At the wheel, one driver was dressed in a head-to-toe white protective suit, complete with goggles and mask.

A government official said 11 people had left, but declined to say whether more would depart Friday or offer further details.

The move comes a day after the number of infections diagnosed on the ship rose to 218.

Senior health ministry official Gaku Hashimoto boarded the ship Friday morning to announce that all passengers ‘who are considered to be high risk in general health’ would now be tested for the virus.

The Diamond Princess is anchored off the port of Yokohama in Japan 

Medics and officials in protective gear put a protective tunnel from the ship to the back of an ambulance as some passengers aged over 80 or with poor health were allowed to leave

He said: ‘Those who test positive will be transferred to the hospital. 

‘Those who test negative will – at the request of the individual – disembark and be transferred to accommodation provided by the government.’

In a statement read out in English by the ship’s captain in a public broadcast, he added: ‘We are aware that many people are worried and concerned about the situation. 

‘However, to improve the situation as much as possible, the government is making its best efforts.’

Ten of those hospitalised are now in serious condition, Health Minister Katsunobu Kato said on Friday.

Excluding the cases on the ship, and an infected quarantine officer, Japanese authorities have so far diagnosed 33 people with the newly named COVID-19.

The newly diagnosed cases include a woman in her 80s whose positive test result emerged after she died in hospital.

The woman was reportedly the mother-in-law of a taxi driver in Tokyo who has also been diagnosed with the virus.

A doctor in Wakayama prefecture and a patient treated in the hospital where the doctor worked have also been diagnosed.

David and Sally Abel, from Northamptonshire, are among 2,500 passengers who have been stuck on the Diamond Princess off the Japanese coast since February 3

A picture taken by David Abel shows the inside of the Diamond Princess cruise ship

Officials in the region said they were still not sure if the doctor had infected the patient.

‘It is difficult to trace the route of the infection’, governor Yoshinobu Nisaka told reporters.

He said officials were asking people in the area ‘to report suspicious cases of pneumonia so that we can immediately conduct tests’.

The hospital has been closed to visitors and medical staff are now being tested for the virus, Nisaka added.

Despite the new infections, government officials sought to play down concerns about the spread of the virus in Japan.

‘There is not enough epidemiological evidence to suggest that the epidemic is spreading inside Japan,’ government spokesman Yoshihide Suga told reporters.

Passengers have been confined to their cabins on the ship since it was put in quarantine

‘We will keep collecting epidemiological information including on the routes of infection.’

The Diamond Princess has been quarantined off Japan since early February after it emerged a former passenger who got off the boat in Hong Kong had tested positive for the virus.
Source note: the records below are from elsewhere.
PR #1087, opened 2017-03-24
Add nothrow delete operator variant overload.

Xiche:
Fixes the failure case caused by this simple test program:

```
#include <iostream>
#include <algorithm>
#include <vector>

#include <CppUTest/CommandLineTestRunner.h>
#include <CppUTest/TestHarness.h>

TEST_GROUP(HelloWorld)
{
};

TEST(HelloWorld, OnlyTest)
{
    std::vector<int> v{0, 0, 3, 0, 2, 4, 5, 0, 7};
    std::stable_partition(v.begin(), v.end(), [](int n){return n>0;});
    for (int n : v) {
        std::cout << n << ' ';
    }
    std::cout << '\n';
}

int main(int argc, char** argv)
{
    return CommandLineTestRunner::RunAllTests(argc, argv);
}
```

### DIFF
--- a/src/CppUTest/MemoryLeakWarningPlugin.cpp
+++ b/src/CppUTest/MemoryLeakWarningPlugin.cpp
@@ -356,9 +356,19 @@ void* operator new(size_t size, const std::nothrow_t&) UT_NOTHROW
     return operator_new_nothrow_fptr(size);
 }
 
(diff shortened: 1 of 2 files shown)


basvodde:
Thanks. I'm a bit worried about compiler support, but I guess we'll see. So far it passes all jobs.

The quarantine is due to end on February 19 and those on the ship have been mostly confined to their cabins and asked to wear masks and keep their distance from other passengers during brief outings on open deck.
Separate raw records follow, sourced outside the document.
Issue #8, opened 2012-08-08
Improve macro for checking conditions


basvodde:
Currently, the macro CHECK(cond) is provided for checking arbitrary conditions.
A typical use is CHECK(actual>=minimum). Unfortunately, the output of this macro is somewhat limited.
For the example above, the failure message is "CHECK(actual>=minimum) failed."

To get more insight into the problem, I found the following macro very helpful:
# define CHECK_RELATION(first, relop, second)\

CHECK_LOCATION((first) relop (second), (StringFrom(#first #relop #second ", ") \
+StringFrom(first)+StringFrom(#relop)+StringFrom(second)).asCharString(), **FILE**, **LINE**)

Example: CHECK_RELATION(actual, >=, minimum)
Output on failure: "CHECK(actual>=minimum, 0.5>=0.8) failed"

In conclusion, I suggest to add the above macro (or something a bit more elegant) to utestmacros.h.

Also close in SourceForge at:
https://sourceforge.net/tracker/?func=detail&aid=3365842&group_id=199196&atid=968521

PR #1096, opened 2017-05-30
define CHECK_RELATION() macro

dlindelof:
Hi,

I've taken a shot at implementing the `CHECK_RELATION()` macro described in #8.

On failure, the following kind of message will be shown in the output:

```
/Users/dlindelof/Work/cpputest/tests/CppUTest/TestUTestMacro.cpp:400: error:
	Message: evaluates to 0.5 >= 0.8
	CHECK(actual >= minimum) failed
```

Please let me know if this is something you still think could be useful.

### DIFF
--- a/include/CppUTest/UtestMacros.h
+++ b/include/CppUTest/UtestMacros.h
@@ -143,11 +143,17 @@
   } }
 
 #define CHECK_COMPARE(first, relop, second)\
+  CHECK_COMPARE_TEXT(first, relop, second, NULL)
+
+#define CHECK_COMPARE_TEXT(first, relop, second, text)\
+  CHECK_COMPARE_LOCATION(first, relop, second, text, __FILE__, __LINE__)
+
+#define CHECK_COMPARE_LOCATION(first, relop, second, text, file, line)\
  { SimpleString conditionString;\
    conditionString += StringFrom(first); conditionString += " ";\
    conditionString += #relop; conditionString += " ";\
    conditionString += StringFrom(second);\
-   UtestShell::getCurrent()->assertCompare((first) relop (second), "CHECK_COMPARE", conditionString.asCharString(), NULL, __FILE__, __LINE__);\
+   UtestShell::getCurrent()->assertCompare((first) relop (second), "CHECK_COMPARE", conditionString.asCharString(), text, __FILE__, __LINE__);\
  }
 
 //This check checks for char* string equality using strcmp.
--- a/include/CppUTest/UtestMacros.h
+++ b/include/CppUTest/UtestMacros.h
@@ -142,6 +142,14 @@
     UtestShell::getCurrent()->assertLongsEqual((long)0, (long)0, NULL, file, line); \
   } }
 
+#define CHECK_RELATION(first, relop, second)\
+ { SimpleString conditionString = "evaluates to ";\
+   conditionString += StringFrom(first); conditionString += " ";\
+   conditionString += #relop; conditionString += " ";\
+   conditionString += StringFrom(second);\
+   CHECK_TRUE_LOCATION((first) relop (second), "CHECK", #first " " #relop " " #second, conditionString.asCharString(), __FILE__, __LINE__)\
+ }
+
 //This check checks for char* string equality using strcmp.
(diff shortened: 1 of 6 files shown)


dlindelof:
Hi,

Did you get a chance to have a look at this pull request? Anything you think I should have done differently?

David

basvodde:
I did. I've been wondering whether we want it or not... 

Would love to hear from some others before merging it.

dlindelof:
Ok no problem.

offa:
I know some cases where this could really help. Especially checks where the actual value doesn't matter as long as it is above / below a certain limit. At the moment I'm using `CHECK_TRUE()` / `CHECK_FALSE()` here; if the test is ok, no problem; but on failure it's difficult to get to the root cause quickly, as you don't have much more information to start than 'it failed'.

jgonzalezdr:
As offa, I've also had in many cases to use CHECK_TRUE / CHECK_FALSE to perform comparisons, which is needed many times when doing integration tests or blackbox testing of some complex units, therefore I think it's a good improvement.

However, I don't like the macro name. When I first looked at the PR name, I thought that this macro was to check relations between classes (parent of, subclass of, etc.) or something more strange. I kindly suggest to use something more obvious, like CHECK_COMPARE.

Anyway, good work @dlindelof!!!

include/CppUTest/UtestMacros.h
```diff
@@ -142,6 +142,14 @@
     UtestShell::getCurrent()->assertLongsEqual((long)0, (long)0, NULL, file, line); \
   } }
 
+#define CHECK_RELATION(first, relop, second)\
+ { SimpleString conditionString = "evaluates to ";\
+   conditionString += StringFrom(first); conditionString += " ";\
+   conditionString += #relop; conditionString += " ";\
+   conditionString += StringFrom(second);\
+   CHECK_TRUE_LOCATION((first) relop (second), "CHECK", #first " " #relop " " #second, conditionString.asCharString(), __FILE__, __LINE__)\
```
jgonzalezdr: The second parameter to CHECK_TRUE_LOCATION should be the same than the macro ("CHECK_RELATION").

include/CppUTest/UtestMacros.h
```diff
@@ -142,6 +142,14 @@
     UtestShell::getCurrent()->assertLongsEqual((long)0, (long)0, NULL, file, line); \
   } }
 
+#define CHECK_RELATION(first, relop, second)\
+ { SimpleString conditionString = "evaluates to ";\
```
jgonzalezdr: The message printed with this string is a bit too scarce... Maybe "The actual comparison check evaluates to \"" + ... + "\"" would be more informative to the user. 

Anyway, using the text message to handle this additional information is not good for me, the text message should be reserved for use by the user. It would be better if you created a new subclass of TextFailure and a new method assertComparison() in UTestShell to pass the actual parameter evaluation, such that it's printed in the failure string and not in the user message.

You should then also add a xxx_TEXT macro that takes a user message.

basvodde:
I agree, CHECK_COMPARE might be better, CHECK_RELATION is a bit strange. Or any other suggestions for macro name?

Also @dlindelof, could you respond to the comments made?

I'll integrate this when we're comfortable with it. Much appreciated.

dlindelof:
Yes I'm on it. I've changed the macro name and the second parameter to `CHECK_TRUE_LOCATION`. But I'm not sure what @jgonzalezdr meant about the use of the text message, or about subclassing `Tex(s?)tFailure`. I'll need to dig into the code again. I think I should have something by beginning of next week.

basvodde:
Looking forward to it.

dlindelof:
Hello,

I've applied your suggestions, thanks for pointing me in the right direction. Please have a look and let me know if this is fine now. If yes, I'll also update the documentation.

basvodde:
Thanks. Merged.

dlindelof:
Thanks for merging. I'd like to update the documentation, but I cannot find it. Can you show me where it is?

And would this close issue #8 ?

basvodde:
The site is at:
https://github.com/cpputest/cpputest.github.io

I closed #8. That was an old one :)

David and Sally Abel told Good Morning Britain yesterday that couples are being split up if one of them tests positive for the virus, which has had 219 cases on board so far. 

Mr Abel said: ‘It doesn’t matter how long you’ve been married, couples have been separated. 
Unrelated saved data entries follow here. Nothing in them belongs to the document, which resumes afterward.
Issue #1415, opened 2020-08-20
Break into debugger on failure, instead of crashing


TheSoftwareGuy:
Usually when TDDing, you want know know from the outset about *all* the tests that fail, and because of this it is usually discouraged to have any `mock().crashOnFailure` checked into the source code. but when developing and iterating on a test/series of tests you want the tests to crash so you can observe everything in a debugger. But it becomes annoying to have to re-compile the tests just to use the debugger properly.

I suggest that the framework could try to break into a debugger without seg-faulting, as the Catch2 framework does with the `--break` [flag](https://github.com/catchorg/Catch2/blob/master/docs/command-line.md#breaking-into-the-debugger.)
 They do this with the CATCH_BREAK_INTO_DEBUGGER macro, which tries to use some platform-specific asm magic to force a breakpoint in the debugger: https://github.com/catchorg/Catch2/blob/bad3c930493d08dd7cca2af57cf355d9b7cddb21/include/internal/catch_debugger.h#L59

CiderMan:
I second the proposal for something like this. While we TDD in places, a lot of our code was written before our unit-test framework was put in place and, as a result, debugging a test failure can be quite involved. Several devs have requested that the framework trigger the JIT debugger when the test fails when running in debug mode - they currently have to run it from the debugger, insert breakpoints, etc., which is doable but this option would certainly make it easier and quicker.

I've spent some time looking (Googling and looking at the source code) into this (I would be happy if this were compile-time even) but can't see anything. It looks like a custom TestTerminator object would do this but I can't see how to use any implementation other than the default.

stephen-d-hill:
Was requested some time ago in [https://github.com/cpputest/cpputest/issues/1012](https://github.com/cpputest/cpputest/issues/1012)

CiderMan:
For traceability, the mailing list thread is [here](https://groups.google.com/g/cpputest/c/YccLe8MaGUU)

TheSoftwareGuy:
At the very least, it would be really great if "crashOnFailure" could be enabled/disabled via command line flag. It's a bit annoying to have to recompile every time I want to change that behavior

CiderMan:
@basvodde, I believe that this issue can now be closed.

Issue #1012, opened 2016-06-30
Test failure handling improvement request


stephen-d-hill:
When developing testcases, typically for legacy code, one finds it a little painful as you just get the test failure printed out on the shell.
It would be a nice feature if one could hook into the testcase failure mechanism to perform things like automatically bringing up the debugger at the file/line of the failure or maybe flushing logging files, if one were building for debug. This could be performed via a variety of methods, e.g. callback function or by raising an exception so one could use the standard unhandled exception mechanism.

uecasm:
For mock failures, you can use `mock().crashOnFailure()` to make it crash (thereby breaking into the debugger, if one is attached) for failures like unexpected calls.  These are generally the sort of things that a file+line number in the test aren't really sufficient for.

For test check failures, the line by itself should be sufficient in all cases except when you're using it in a loop or something more ambiguous like that -- you can use the `_TEXT` suffix macros to add some disambiguating information to the failure for those cases.

Another thing you can do is to set a breakpoint in `UtestShell::failWith`.  When this gets hit, you can examine the call stack to find the exact point and context of failure.

basvodde:
@stephen-d-hill as @uecasm mentioned, the crashOnFailure is created for that. There is no platform independent way to automatically start the debugger, so I think that won't be possible. Though the crashOnFailure should work independent of platform.

Close this issue?

stephen-d-hill:
Please close this issue.

PR #1430, opened 2020-10-15
Extend crashing to c interface

CiderMan:
This is a necessary step before the CppUMock crash-on-failure mechanism can be removed


tests/CppUTest/TestHarness_cTest.cpp
```diff
@@ -96,7 +96,7 @@ TEST(TestHarness_c, checkBool)
     CHECK_EQUAL_C_BOOL(1, 2);
     fixture->setTestFunction(_failBoolMethod);
     fixture->runAllTests();
-    fixture->assertPrintContains("expected <true>\n	but was  <false>");
```
CiderMan, line 99: Hard tabs in strings replaced with \t so that file can be retabbed, if necessary, without damaging these strings.

basvodde:
Is this needed?

A crashingWithoutExceptions makes no sense because... crashing will throw a runtime exception.

CiderMan:
> Is this needed?
> 
> A crashingWithoutExceptions makes no sense because... crashing will throw a runtime exception.

Yes, which can trigger the JIT debugger.

More to the point of this change-set however, the CppUMock crash-on-fail implementation crashes both with and without exceptions. This means that I can either replace the 'with exceptions' bit with the new UtestShell mechanism and leave the 'without exceptions' bit in CppUMock, or I can remove the mechanism from CppUmock completely, which requires this change-set.

It feel better to me to use the UtestShell mechanism for both use-cases: hence, this change-set

basvodde:
Ok, we'll need to consider this a bit more. I do not think a "CrashWithoutExceptions" terminator is the way we want to go. When it crashes, it will throw an exception. The termination part is the same, so making a new class and default for that doesn't make sense to me (yet).

CiderMan:
Hi @basvodde, have you had a chance to think more about this? I would like to get this (and then my last change-set) delivered. The CppUMock already uses UT_CRASH() (in MockFailureReporterTestTerminatorForInCOnlyCode) so this change-set (and the following one) have built on that existing approach.

basvodde:
Yes, sorry.

Basically, you want to have the TestTerminator that is used in C to be replaceable with a crashable terminator. If so, I suggest that you create a C interface (in TestHarness_c.h) for changing the TestTerminator and not put that in UTestShell. That way you can separate this from the UTestShell and keep it in the place where it belongs.

And, I still do not think there is a need for a CrashingWithoutExceptions class :)

Would that work?

CiderMan:
I'm not sure that I understand either what you are suggesting not where the problem is. CppUMock has a class that derives from TestTerminatorWithoutExceptions and adds crashing to it. Hence, I have created a (core) class that derives from TestTerminatorWithoutExceptions and adds crashing to it. This change-set adds that and the next change-set removes the CppUMock class so that, combined, they are really just moving an existing class from CppUMock into core CppUTest... I think that I must be missing something so please help me out.

CiderMan:
@basvodde Since this change-set is now a dependency for issue #1709, I have update from the latest codebase. Since it has been a while, here is that history of this change-set:

Issues #1415 and #1012 had both requested the ability to (optionally) trigger a JIT debugger on test failure. This feature was already available in Mock but not in the core CppUTest. I came across these as I had a number of my development team requesting the same functionality, so I offered to add the feature.

We had [a discussion in the Google group](https://groups.google.com/g/cpputest/c/YccLe8MaGUU) where we agreed the approach and the following phases:

1. Add the command line option and support for it in the normal TestTerminator (PRs #1422 and #1425) - **Complete**
2. Add a crashing version of the TestTerminatorWithoutExceptions for C support (This PR #1430) - **In review**
3. Remove the crashing support in Mock, as we can now use the new core mechanism for that - **Ready for review**

You signed off the first phase (which allowed me to roll it out to my dev team (who have found it very useful on those occasions when they need it -- thanks!) on the basis that I had to deliver the 2 subsequent phases.

I am also happy to pick up #1709 but it requires phase 2 (this PR) to be delivered as it needs the `getCurrentTestTerminatorWithoutExceptions()` method that is introduced by it.

Hence, please can we progress this PR so that I can 1) deliver the follow up work that I promised you , and 2) fix #1709?

Thanks in advance.

basvodde:
Sorry @CiderMan , let me try to give this priority the next days and find a solution to this.

I reread the PR and my previous comments... and I'm still convinced that this is not the right way... or I am seeing it wrong :)

A crash means it will throw an exception. So a CrashingTestTerminatorWithoutExceptions is a contradiction because the crash will cause an exception. Therefore, I'm super uncomfortable having a class in the code that inherently has a contradiction in the name :) Also, I'm uncomfortable having an additional static member in the UTestShell class especially as crashWithoutException should not be a common use case.

So, what am I missing here?

CiderMan:
Thanks @basvodde. I think that the confusing aspect is the overloading of the term "Exception". The `CrashingTestTerminatorWithoutExceptions` class does **not** use C++ Exceptions (which is the fundamental requirement for the class) but still raises an OS Exception (by trying to execute a NULL pointer), which is fully supported in C code and will trigger the JIT debugger for platforms where that is supported. I could rename the `WithoutExceptions` classes to `WithoutCxxExceptions` fi you think that would be clearer?

basvodde:
That would make it a bit more clear... but still, I don't think UTestShell is the right place for this behavior. When this is C-Specific behavior then I would prefer to keep this in the C interface and not pollute the UTestShell with it. I consider adding a static member to a class to be a big thing that I would always try to avoid.

So, is it possible to have a C interface for replacing the TestTerminator in the C interface, rather than putting a new TestTerminator as a static member in the UTestShell ?

CiderMan:
To be clear, `CrashingTestTerminatorWithoutExceptions` (and, in fact, `CrashingTestTerminator`) will result in a `SIGSEGV` on Linux. On Windows, it will result in a hardware exception being triggered under the [Structured Exception Handling](https://learn.microsoft.com/en-gb/windows/win32/debug/structured-exception-handling) framework. From the link:
> Structured exception handling enables you to have complete control over the handling of exceptions, provides support for debuggers, and is usable across all programming languages and machines.

CiderMan:
> So, is it possible to have a C interface for replacing the TestTerminator in the C interface, rather than putting a new TestTerminator as a static member in the UTestShell ?

Hmm, it has been a couple years since I looked at this, so I will have to take a look. However, the current code follows the same pattern as the existing `CrashingTestTerminator`, which is nice. Do we really want to use a different pattern for the C support compared to the C++ support?

basvodde:
So far, all the C functionality is put in the C interface, so if the C interface is the main (only) user of this, then yeah, that would seem a better place.

Any functionality in a heavily used class such as UTestShell ought to be used from everywhere.

So, my second thought (after, a crashing terminator without exceptions is a contradiction) is that I'm not sure we would like functionality that is purely for the C interface in a core class like UTestShell. Unless we have very good reasons for that... but even then... adding a second static variable of the same type as the first one but then named after its subclass feels like a huge code smell.

src/CppUTest/Utest.cpp
```diff
@@ -774,6 +784,16 @@ CrashingTestTerminator::~CrashingTestTerminator()
 {
 }
 
+void CrashingTestTerminatorWithoutExceptions::exitCurrentTest() const
+{
+    UtestShell::crash();
+    TestTerminatorWithoutExceptions::exitCurrentTest();
```
basvodde, line 790: This line would never get executed, right?

basvodde:
Let me think a bit further on alternatives here. I'll comment within 15 minutes again, exploring the code a bit.

basvodde:
Ok. I do think it is best to make a NormalTestTerminatorForC and a CrashingTestTerminatorForC and put them in the TestHarness_c.cpp.

Then add a function to switch to crashing terminator also in the C interface... as that is where it seems to belongs.

This way, there does not need to be any changes int he UTestShell at all and the change can be local to the C interface.

Also, we can keep the "WithoutExceptions" class to mean just that. The reason is that this is also used in the MemoryWarningPlugin and there it really means that it should not throw any exceptions.

What do you think of that?

CiderMan:
> Ok. I do think it is best to make a NormalTestTerminatorForC and a CrashingTestTerminatorForC and put them in the TestHarness_c.cpp.
> 
> Then add a function to switch to crashing terminator also in the C interface... as that is where it seems to belongs.
> 
> This way, there does not need to be any changes int he UTestShell at all and the change can be local to the C interface.
> 
> Also, we can keep the "WithoutExceptions" class to mean just that. The reason is that this is also used in the MemoryWarningPlugin and there it really means that it should not throw any exceptions.
> 
> What do you think of that?

Changing the MemoryWarningPlugin to use the new class (via the `getCurrentTestTerminatorWithoutExceptions()` method provided in this change-set) is exactly what issue #1709 needs so, once that issue is fixed, all uses will have to go through the new classes in TestHarness_c.cpp except for the `NormalTestTerminator` (and sub-classes) when built without `CPPUTEST_HAVE_EXCEPTIONS`. Hence, I guess that the two test terminators "WithoutExceptions" (both the existing one and my addition) can be pulled out of UTestShell and into TestHarness_c - but the normal test terminator will need to call into TestHarness_c to terminate a test if it does not have exception support. I'm assuming that you want to keep the code DRY, rather than duplicating the same code in UTestShell and TestHarness_c? However, this does a add a dependency between UTestShell and TestHarness_c.

Ultimately, I am happy to go with what you want to do so you are a chief maintainer and you have to live with the result more than I do (or anyone else!) However, FWIW, my feelings are:
* The WithoutExceptions terminators are used by the normal terminators so it seems sensible to keep the definitions together. However, I think that your suggestion of renaming them as `NormalTestTerminatorForC` and `CrashingTestTerminatorForC` makes this a lot clearer
* I think that having the enable/disable of crashing in UTestShell for both C++ and C terminators is cleaner when approached from the perspective of the feature (especially if the terminator class is still going to be in UTestShell). Also, if the "ForC" terminator is managed inside TestHarness_c, the fix for #1709 will then require MemoryLeakWarningPlugin to include, and call into, TestHarness_c. In short, I think that moving that functionality into TestHarness_c will cause more coupling between the C++ core and that module. However, if you would rather keep the switching between normal and crashing modes of operation of the "ForC" terminators inside TestHarness_c instead of UTestShell, it will be a fair amount more code (there is nothing like it there currently) but I am happy to do it.

Thanks,

S.

basvodde:
Ok, I'm going to merge the original PR anyways. I do not like the code but I don't like the alternatives either. Let me see if I can find a better way around this ugly UTestShell statics another time.

Sorry for the constant change and thanks for your patience.

CiderMan:
Many thanks @basvodde. I'll create another PR now for the last part of my promised clean up but I'll hold off starting #1709 until you've had a chance to decide what (if anything) we should do to address it.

‘Elderly couples, one I understand in their eighties, have been split up. It’s very very worrying for those on board.’

His wife Sally added: ‘We’ve been together 50 years and the thought of one of us being positive and one not and being split is very scary.’

Crew on board have expressed concern that their conditions – including shared cabins, bathrooms and workspaces – put them at greater risk of contracting the virus.

On Friday afternoon, the crew distributed iPhones to passengers on board, with the captain saying the handsets had been sent by the Japanese government.

‘We are distributing iPhones to all staterooms, loaded with an application… (that) will help you to get medical support. Full instructions will be distributed together with the phones,’ he said.